PR #5138, opened 2018-08-03
Added requestRenderAllBound

durga598:
As `requestRenderAllBound` is undefined in `_initStatic` method of `fabric.Canvas` class `initialize` method. Here is [jsfiddle](https://jsfiddle.net/durga598/utaodqwm/).

### DIFF
--- a/src/canvas.class.js
+++ b/src/canvas.class.js
@@ -61,6 +61,7 @@
     initialize: function(el, options) {
       options || (options = { });
       this.renderAndResetBound = this.renderAndReset.bind(this);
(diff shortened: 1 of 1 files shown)


asturur:
Hi Durga, i m fine with this change.
I did not see the utility in first place, but at the end it can be useful too if you have multiple callback finishing very near in time.

Just to be clear to whoever read this PR, the bound method are just a typing save utility to avoid putting in callbacks

```this.loadSomething(canvas.renderAll.bind(canvas))```

that becomes:

```this.loadSomething(canvas.renderAllBound)```

PR #5153, opened 2018-08-08
Fix interaction between grouping and enter edit for text

### LINKED ISSUE #5152: Active selection + textbox is bugging
## Version
2.3.0

## Test Case
KitchenSink

## Steps to reproduce
Edit a text, next click and drag to make an active selection but release the mouse on top of text that you were editing. It will put that textbox back in editing mode. And it's mixing editing mode with selection mode... 
Check the video here: https://cl.ly/0U2D1g2u3m0s

## Expected Behavior
Keep all textbox in selection mode

## Actual Behavior
Textbox are switched in editing mode with no reason

asturur:
fix #5152


asturur:
@Aubron testing this fix is becoming a problem

so weird

Issue #5155, opened 2018-08-08
Href parsing in SVG use directive


DylanPaulusSEL:
(https://developer.mozilla.org/en-US/docs/Web/SVG/Attribute/xlink:href)
xlink:href is being deprecated for href

## Version
2.3.0

## Test Case
http://jsfiddle.net/uybeqc5r/

## Steps to reproduce

Use `loadSVGFromUrl`/`loadSVGFromString` with an SVG `<use />` tag that contains `href` instead of `xlink:href`. (`<use href="#myId" />`)

## Expected Behavior

Should parse the SVG into the fabric canvas.

## Actual Behavior

Throws a null reference error on `xlink = el.getAttribute('xlink:href').substr(1)` when using `href`.
![image](https://user-images.githubusercontent.com/30325527/43851028-7453376a-9aee-11e8-8069-033365140c6a.png)

--------

Willing to make a PR for this if everything seems fine. Thinking of adding checks for either `xlink:href` and `href`. (eg. `xlink = (el.getAttribute('xlink:href') || el.getAttribute('href')).substr(1)`

asturur:
it make sense to support href on top of xlink:href to do not immediately being completely incompatible with svg 2.

But we still focus on svg 1.1 ( with 1.2 addons where possible ) compatibility, so is not deprecated for us.

Most of svg2 features are really out of reach for us.

asturur:
merged

PR #5156, opened 2018-08-08
Feature/add href parsing

DylanPaulusSEL:
Resolves issues in parsing SVG2.0 `<use />` tags as referenced #5155.

### DIFF
--- a/src/parser.js
+++ b/src/parser.js
@@ -464,7 +464,7 @@
 
     while (nodelist.length && i < nodelist.length) {
       var el = nodelist[i],
-          xlink = el.getAttribute('xlink:href').substr(1),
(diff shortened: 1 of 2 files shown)


asturur:
This looks good!
Was there any Xlink:href test too?
If there is not, can you add it please?

DylanPaulusSEL:
@asturur I believe [this test](https://github.com/fabricjs/fabric.js/blob/41fceef824634dadcdce29d5ecb8b05981daff63/test/unit/parser.js#L333) implicitly tests `xlink:href`.

asturur:
it does, but implicitly. It can be removed because ie9 is no more supported and that getById polifyll is no more needed.

Would you mind jsut duplicate your test as it is, using xlink:href and changing the title to it?

that would make me happy that we locked down the situation of the href parsing

PR #5176, opened 2018-08-18
fixed bug positioning group

### LINKED ISSUE #5169: Free Drawing Mode: Circle and Spray move after completing line
## Version
2.3.5 (I assume the demos use the most recent release)

## Test Case
http://fabricjs.com/freedrawing

## Steps to reproduce
Use the Circle or Spray modes. Draw something.

## Expected Behavior
The line should be drawn using the given mode, and the line should be drawn where you drew it.

## Actual Behavior
The line moves up and to the left after you release the mouse.
I've tested in Safari and Chrome, both show the same issue.

asturur:
close #5169

### DIFF
--- a/src/brushes/circle_brush.class.js
+++ b/src/brushes/circle_brush.class.js
@@ -99,7 +99,7 @@ fabric.CircleBrush = fabric.util.createClass(fabric.BaseBrush, /** @lends fabric
 
       circles.push(circle);
     }
-    var group = new fabric.Group(circles, { originX: 'center', originY: 'center' });
+    var group = new fabric.Group(circles);
     group.canvas = this.canvas;
 
     this.canvas.add(group);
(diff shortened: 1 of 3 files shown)


src/brushes/circle_brush.class.js
```diff
@@ -99,7 +99,7 @@ fabric.CircleBrush = fabric.util.createClass(fabric.BaseBrush, /** @lends fabric
 
       circles.push(circle);
     }
-    var group = new fabric.Group(circles, { originX: 'center', originY: 'center' });
+    var group = new fabric.Group(circles);
```
asturur: no need to force this origin

src/brushes/spray_brush.class.js
```diff
@@ -109,7 +109,7 @@ fabric.SprayBrush = fabric.util.createClass( fabric.BaseBrush, /** @lends fabric
       rects = this._getOptimizedRects(rects);
     }
 
-    var group = new fabric.Group(rects, { originX: 'center', originY: 'center' });
+    var group = new fabric.Group(rects);
```
asturur: no need to force this origin

PR #5259, opened 2018-09-22
avoid run selection logic on mouseup for clicks

### LINKED ISSUE #5203: Cursor events not detected on overlapping objects with selectable:false
## Version
2.3.5

## Test Case
http://jsfiddle.net/Da7SP/2732/

## Steps to reproduce
Case 1: Hover over the red rectangle overlapped by the blue
Case 2: Click the red rectangle overlapped by the blue
Case 3: Mouse down and drag the red rectangle overlapped by the blue, then mouse up

## Expected Behavior
Case 1: Mouse cursor should have a 'pointer' cursor
Case 2: Red rectangle should be selected
Case 3. Red rectangle should be dragged

## Actual Behavior
Case 1: It takes default cursor. Something like css pointer-events: none is needed for objects with selectable: false
Case 2: Red rectangle is selected (Pass)
Case 3: It creates a selection box and then the red rectangle is selected. If any other object is nearby the whole group is selected.

I'm not sure if this is a bug or a feature request. Is it possible to detect the object underneath while hovering, when objectPreserveStacking is true? How should this be handled? Is there a CSS property like pointer-events: none?

asturur:
Run the grouping logic just in case of selection drags.
The mouseup click should not generate selections

close #5203

### DIFF
--- a/src/mixins/canvas_events.mixin.js
+++ b/src/mixins/canvas_events.mixin.js
@@ -359,7 +359,7 @@
         shouldRender = transform.actionPerformed;
       }
 
-      if (target || !isClick) {
+      if (!isClick) {
         this._maybeGroupObjects(e);
         shouldRender || (shouldRender = this._shouldRender(target));
       }


thotar:
A side effect of this change is that if there is a selectable object under a not selectable object the below object was selected on the click but now it is not.

asturur:
can you open an issue with a jsfiddle that show the problem? so we can talk about it.

Issue #5252, opened 2018-09-20
loadSVGFromURL error


AlexSergey:
## Version
2.3.6

## Test Case
When we try to set incorrect URL we get empty xml variable. It call callback with null, but we need prevent function, something like return false, etc. Because after callback(null) this code doesn't dying and try to call parseSVGDocument

http://joxi.ru/gmvpaj4TL85vPA

## Steps to reproduce
1. Go to http://fabricjs.com/kitchensink
2. Set "Execute"
3. Paste the code:
fabric.loadSVGFromURL('https://www.cleverbrush.com/f/mu27s/w5jspy20v+.svg', objects => {
console.log(objects);
});

## Expected Behavior
We need to get only null in console

## Actual Behavior
We get also error - Cannot read property 'documentElement' of null

PR #5263, opened 2018-09-23
Fix loadSVGFromUrl bug #5252

AlexSergey:
I blocked calling parse function after error happend


asturur:
Can you explain a little better what the problem is in this case?

AlexSergey:
This case - https://github.com/fabricjs/fabric.js/issues/5252

asturur:
oh right!

PR #5272, opened 2018-09-25
Changelog Syntax - Converting version numbers to headings

curtisj44:
This is a simple suggestion/fix:

GitHub automatically provides anchor links around each heading and the ability to link to a specific version summary is useful, i.e:

> That one Safari issue we've been fighting has been fixed in v2.2.4: https://github.com/curtisj44/fabric.js/blob/master/CHANGELOG.md#224.

### DIFF
--- a/CHANGELOG.md
+++ b/CHANGELOG.md
@@ -1,19 +1,21 @@
-**Version 2.4.0**
+# Changelog
+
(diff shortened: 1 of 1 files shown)


asturur:
looks good to me, thanks

PR #5282, opened 2018-09-30
fixed background / overlay image not recalculating zoom value

### LINKED ISSUE #5280: SVG backgroundImage does not re-render on canvas zoom
## Version
2.4.0

All browser

## Steps to reproduce
Set an svg as the canvas background image, then use canvas.zoomToPoint to zoom in.

## Expected Behavior
SVG re-render to zoom factor and look sharp. was working with version 2.2.
http://jsfiddle.net/at60ojdc/

## Actual Behavior
SVG does not re-render so it get zoom but look super pixelated.
http://jsfiddle.net/t34La5yk/

asturur:
Add a canvas reference so background or overlay image know the zoom value

Close #5280

### DIFF
--- a/src/static_canvas.class.js
+++ b/src/static_canvas.class.js
@@ -14,6 +14,8 @@
       toFixed = fabric.util.toFixed,
       transformPoint = fabric.util.transformPoint,
       invertTransform = fabric.util.invertTransform,
+      getNodeCanvas = fabric.util.getNodeCanvas,
+      createCanvasElement = fabric.util.createCanvasElement,
 
       CANVAS_INIT_ERROR = new Error('Could not initialize `canvas` element');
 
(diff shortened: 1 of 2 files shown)


src/static_canvas.class.js
```diff
@@ -459,13 +467,18 @@
     __setBgOverlayImage: function(property, image, callback, options) {
       if (typeof image === 'string') {
         fabric.util.loadImage(image, function(img) {
-          img && (this[property] = new fabric.Image(img, options));
+          if (img) {
+            var instance = new fabric.Image(img, options);
+            this[property] = instance;
+            instance.canvas = this;
+          }
           callback && callback(img);
```
durga598: Can we return fabric image object i.e. instance, instead of img?

asturur: That is another method, is called `fabric.Image.fromUrl(...)`

durga598: Yes but on callback of `setBackgroundImage/ setOverlayImage` it returns image element not fabric.Image instance.

asturur: Does it even make sense that those callback return something?
You are right they should at least return the same thing.

I would remove the method completely to be honest. Devs should create theyr background object and set it normally.

PR #9591, opened 2024-01-13
fix(LayoutManager): remove unnecessary check

asturur:
## Description

Remove an instance check that shouldn't be needed anymore since we fixed that each group has its own layout manager and every layout manager has a target that is the group.


ShaMan123 (approved):
Do we want to stop passing target since it is bound?
I think it is fine as is but it can be removed.
Note that this pr means the layout manager can not be shared.
I prefer this design.

asturur:
Yes i think we landed on one group one layout manager, since the layout manager has state and is not entirely usable ( subscriptions and prevStrategy )
Also since is new i prefer the surface of features is restricted

asturur:
> Do we want to stop passing target since it is bound?

I don't want to change too much.
Target is passed by the group that uses it.
Documentation has to play a role in describing how to use it anyway

PR #9593, opened 2024-01-13
chore(): use deconstruction and constants in place of strings to save some bytes of code

asturur:
## Description
This is no functional changes a tentative to recover some bundle size


src/canvas/canvas_gestures.mixin.ts
ShaMan123, line 1: What is the fate of this file?

src/constants.ts
```diff
@@ -25,3 +25,15 @@ export const RIGHT = 'right';
...
 
 export const reNewline = /\r?\n/;
+
+export const MOVING = 'moving';
+export const SCALING = 'scaling';
+export const ROTATING = 'rotating';
+export const ROTATE = 'rotate';
+export const SKEWING = 'skewing';
+export const RESIZING = 'resizing';
+export const MODIFYPOLY = 'modifypoly';
```
ShaMan123: can we rename this?

src/controls/scaleSkew.ts
```diff
@@ -26,11 +27,11 @@ export const scaleOrSkewActionName: ControlCallback<
   const isAlternative = isAltAction(eventData, fabricObject);
   if (control.x === 0) {
     // then is scaleY or skewX
-    return isAlternative ? 'skewX' : 'scaleY';
+    return isAlternative ? 'skewX' : SCALE_Y;
   }
   if (control.y === 0) {
     // then is scaleY or skewX
-    return isAlternative ? 'skewY' : 'scaleX';
```
ShaMan123: skewX/Y?

ShaMan123 (approved):
In an ideal condition I would ask this to be merged once our queue is empty to avoid annoying merge conflicts with open PRs because it is a lot of diff ink

But we are not there yet so it is what it is

asturur:
this can wait a lot is not important

src/canvas/canvas_gestures.mixin.ts
asturur: at some point we need to find a solution for gestures

ShaMan123: I gave some thought.
We can introduce a control that fits the entire object for a 2 finger gesture that scales and rotates the object.
The math sounds straight forward.
Measuring the diff of the vector created between the 2 touches.
Then the dev can do for 3 fingers whatever based on the 2 finger control.
Thoughts?

ShaMan123: I would then argue that a mobile/touch app will not want the default controls

ShaMan123: Then touch become a first class citizen in fabric

PR #9597, opened 2024-01-14
fix(StyledText): add ability to unset style (issue #9578)

### LINKED ISSUE #9578: [Bug]: SetSelectionStyles can't delete style properties
## Problem

Currently setSelectionStyles only extends an object with new properties.
If we want to remove the fontSize property from a piece of selection we can't set it to undefined or that will cause the renderer to truncate the rendering.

==========

* Your objective
An exact repetition of the material above is required, from its first line through the line holding "Href parsing in SVG use directive", with nothing added.

* Worked solution
PR #5138, opened 2018-08-03
Added requestRenderAllBound

durga598:
As `requestRenderAllBound` is undefined in `_initStatic` method of `fabric.Canvas` class `initialize` method. Here is [jsfiddle](https://jsfiddle.net/durga598/utaodqwm/).

### DIFF
--- a/src/canvas.class.js
+++ b/src/canvas.class.js
@@ -61,6 +61,7 @@
     initialize: function(el, options) {
       options || (options = { });
       this.renderAndResetBound = this.renderAndReset.bind(this);
(diff shortened: 1 of 1 files shown)


asturur:
Hi Durga, i m fine with this change.
I did not see the utility in first place, but at the end it can be useful too if you have multiple callback finishing very near in time.

Just to be clear to whoever read this PR, the bound method are just a typing save utility to avoid putting in callbacks

```this.loadSomething(canvas.renderAll.bind(canvas))```

that becomes:

```this.loadSomething(canvas.renderAllBound)```

PR #5153, opened 2018-08-08
Fix interaction between grouping and enter edit for text

### LINKED ISSUE #5152: Active selection + textbox is bugging
## Version
2.3.0

## Test Case
KitchenSink

## Steps to reproduce
Edit a text, next click and drag to make an active selection but release the mouse on top of text that you were editing. It will put that textbox back in editing mode. And it's mixing editing mode with selection mode... 
Check the video here: https://cl.ly/0U2D1g2u3m0s

## Expected Behavior
Keep all textbox in selection mode

## Actual Behavior
Textbox are switched in editing mode with no reason

asturur:
fix #5152


asturur:
@Aubron testing this fix is becoming a problem

so weird

Issue #5155, opened 2018-08-08
Href parsing in SVG use directive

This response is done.